Three countrymen met at a cattle market. "Look here," said Hodge to Jakes, "I'll give you six of my pigs for one of your horses, and then you'll have twice as many animals here as I've got."

"If that's your way of doing business," said Durrant to Hodge, "I'll give you fourteen of my sheep for a horse, and then you'll have three times as many animals as I."

"Well, I'll go better than that," said Jakes to Durrant; "I'll give you four cows for a horse, and then you'll have six times as many animals as I've got here."

No doubt this was a very primitive way of bartering animals, but it is an interesting little puzzle to discover just how many animals Jakes, Hodge, and Durrant must have taken to the cattle market.

**Answer:**

Jakes must have taken 7 animals to market, Hodge must have taken 11, and Durrant must have taken 21. There were thus 39 animals altogether.

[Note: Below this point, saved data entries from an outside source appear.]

PR #964, opened 2024-04-08
feat: add logic to build an execution payload when proposing blocks.

mpaulucci:
**Motivation**
Being able to build an execution block

**Description**
Naive implementation of calling the execution layer to get an execution payload

### DIFF
--- a/lib/lambda_ethereum_consensus/execution/execution_client.ex
+++ b/lib/lambda_ethereum_consensus/execution/execution_client.ex
@@ -3,6 +3,7 @@ defmodule LambdaEthereumConsensus.Execution.ExecutionClient do
   Execution Layer Engine API methods
   """
   alias LambdaEthereumConsensus.Execution.EngineApi
+  alias LambdaEthereumConsensus.Execution.RPC
   alias LambdaEthereumConsensus.SszEx
   alias Types.DepositData
   alias Types.ExecutionPayload
@@ -10,6 +11,18 @@ defmodule LambdaEthereumConsensus.Execution.ExecutionClient do
   require Logger
 
   @type execution_status :: :optimistic | :valid | :invalid | :unknown
+
+  @spec get_payload(any()) :: {:error, any()} | {:ok, any()}
+  def get_payload(payload_id) do
+    case EngineApi.get_payload(payload_id) do
+      {:ok, %{"execution_payload" => raw_payload}} ->
+        {:ok, parse_raw_payload(raw_payload)}
+
+      {:error, reason} ->
+        Logger.warning("Error when calling get payload: #{inspect(reason)}")
+        {:error, reason}
+    end
+  end
 
   @doc """
   Verifies the validity of the data contained in the new payload and notifies the Execution client of a new payload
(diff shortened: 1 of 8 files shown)


lib/lambda_ethereum_consensus/validator/validator.ex
```diff
@@ -408,35 +411,69 @@ defmodule LambdaEthereumConsensus.Validator do
...
-    {:ok, ssz_encoded} = Ssz.to_ssz(signed_block)
-    {:ok, encoded_msg} = :snappyer.compress(ssz_encoded)
-    fork_context = BeaconChain.get_fork_digest() |> Base.encode16(case: :lower)
+    with {:ok, payload_id} <-
+           ExecutionClient.notify_forkchoice_updated(
+             forkchoice_state,
+             payload_attributes
+           ),
+         # TODO: find a better way
+         :ok <- Process.sleep(3000),
```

This can be solved with a little algebra, where J - Jakes, H = Hodge and D = Durrant:

From the clues:

2 x (H - 6 + 1) = J + 6 - 1 [1]

3 x (D - 14 + 1) = H + 14 - 1 [2]

6 x (J -4 + 1) = D + 4 - 1 [3]

These can be rearranged to give:

2H - J = 15 [4]

3D - H = 52 [5]

6J - D = 21 [6]

We can now use 2 x [5] + [4] to give:

6D - J = 119 [7]

We can now use [7] + 6 x [6] to give:

35J = 245

J = 7

We can then use J = 7 in [4] and [6] to give H = 11, and D = 21.